**ASSIGNMENT**
Below are entries; print them exactly from the first line through the one containing "is silently ignored).".

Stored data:
PR #565, opened 2021-07-31
WIP feat(sqlite3): sqlar support

scop:
Support for https://www.sqlite.org/sqlar.html


scop:
WIP in particular is the options handling when working on an `.sqlar` file.

PR #566, opened 2021-07-31
feat(tree): new completion

scop:
Upstream doesn't seem that active, so I thought I'd just add it here, can maintain it.

### DIFF
--- a/completions/tree
+++ b/completions/tree
@@ -1,0 +1,39 @@
+# tree(1) completion                                       -*- shell-script -*-
+
+_comp_cmd_tree()
+{
+    local cur prev words cword
+    _init_completion || return
+
+    case $prev in
+        -!(-*)[LPIHT] | --filelimit | --timefmt | --help | --version)
+            return
+            ;;
+        --charset)
+            _xfunc iconv _iconv_charsets
+            return
+            ;;
+        -!(-*)o)
+            _filedir
+            return
+            ;;
+        --sort)
+            COMPREPLY=($(compgen -W "name version size mtime ctime" -- "$cur"))
+            return
+            ;;
+    esac
+
+    if [[ $cur == -* ]]; then
+        COMPREPLY=($(compgen -W '$(_parse_help "$1")' -- "$cur"))
+        return
+    fi
+
+    if [[ ${words[*]} == *\ --fromfile\ * ]]; then
+        _filedir
+    else
+        _filedir -d
+    fi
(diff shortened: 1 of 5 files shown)


completions/tree
```diff
@@ -0,0 +1,39 @@
...
+        --charset)
+            _xfunc iconv _iconv_charsets
+            return
+            ;;
+        -!(-*)o)
+            _filedir
+            return
+            ;;
+        --sort)
+            COMPREPLY=($(compgen -W "name version size mtime ctime" -- "$cur"))
```
akinomyoga, line 21: `man tree` says `--sort[=]type`. As far as I tried, `--sort=name`, etc. work as expected. The other long-name options also seem to accept `--xxxx=yyyy` (though `--timefmt=fmt` is silently ignored).

Another thing that I noticed while the trial is that If one specifies multiple options that take an option argument in one word,  the same number of following arguments are consumed as the option argument of the multiple options. For example, `tree -Lo 1 output.txt` is equivalent to `tree -L 1 -o output.txt`. But I'm not sure if it's worth supporting.

scop: Good catch, long option split thing addressed in f7d5e3fd49f1b71cdc5154c0db76cf55acb51576.

I think we do not need to take approval that seriously; for me it would work nicely if we just took at it as "I checked this out, and don't see anything wrong with it on surface/no blockers, and I'm finished taking that look". No need for it to be a stringent thorough test by someone intimately familiar with the command or everything in bash-completion.

Just having a pair of eyes have a glance on stuff is useful to spread knowledge what we're doing, that already has nice value. If there are no comments, it's not clear if someone has looked into it at all, or if a full review by them is in progress. As noted, explicit approval is a fine way to me to signify that someone did have a look, found no blockers, and is finished having that look.

(I'll try to get to at least some the open PR's and discussions later today. Thanks!)

scop: Re `tree -Lo 1 output.txt`, I think that's a generic feature we lack at the moment, and would be pretty laborous to tackle. I think the way we do handle the arg of the last of bundled short options is good enough, and if we want to improve on that, we should come up with a generic way to handle it.

scop: Still re approval, a thumbs up emoji could serve as a "light" approval, but the problem with that is that no notifications are sent about them, and one might want to express happiness in seeing something implemented with an emoji and not signify an approval about the implementation by it.

PR #567, opened 2021-08-04
Create pyenv

ajshastri:
Added bash completion for pyenv


scop:
Thanks, but pyenv already ships its completions, search for "completion" at https://github.com/pyenv/pyenv

Be also sure to read and follow the contributing guidelines here at https://github.com/scop/bash-completion/blob/master/CONTRIBUTING.md for any future contributions you might be considering.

**SOLUTION FOR THIS EXERCISE**
PR #565, opened 2021-07-31
WIP feat(sqlite3): sqlar support

scop:
Support for https://www.sqlite.org/sqlar.html


scop:
WIP in particular is the options handling when working on an `.sqlar` file.

PR #566, opened 2021-07-31
feat(tree): new completion

scop:
Upstream doesn't seem that active, so I thought I'd just add it here, can maintain it.

### DIFF
--- a/completions/tree
+++ b/completions/tree
@@ -1,0 +1,39 @@
+# tree(1) completion                                       -*- shell-script -*-
+
+_comp_cmd_tree()
+{
+    local cur prev words cword
+    _init_completion || return
+
+    case $prev in
+        -!(-*)[LPIHT] | --filelimit | --timefmt | --help | --version)
+            return
+            ;;
+        --charset)
+            _xfunc iconv _iconv_charsets
+            return
+            ;;
+        -!(-*)o)
+            _filedir
+            return
+            ;;
+        --sort)
+            COMPREPLY=($(compgen -W "name version size mtime ctime" -- "$cur"))
+            return
+            ;;
+    esac
+
+    if [[ $cur == -* ]]; then
+        COMPREPLY=($(compgen -W '$(_parse_help "$1")' -- "$cur"))
+        return
+    fi
+
+    if [[ ${words[*]} == *\ --fromfile\ * ]]; then
+        _filedir
+    else
+        _filedir -d
+    fi
(diff shortened: 1 of 5 files shown)


completions/tree
```diff
@@ -0,0 +1,39 @@
...
+        --charset)
+            _xfunc iconv _iconv_charsets
+            return
+            ;;
+        -!(-*)o)
+            _filedir
+            return
+            ;;
+        --sort)
+            COMPREPLY=($(compgen -W "name version size mtime ctime" -- "$cur"))
```
akinomyoga, line 21: `man tree` says `--sort[=]type`. As far as I tried, `--sort=name`, etc. work as expected. The other long-name options also seem to accept `--xxxx=yyyy` (though `--timefmt=fmt` is silently ignored).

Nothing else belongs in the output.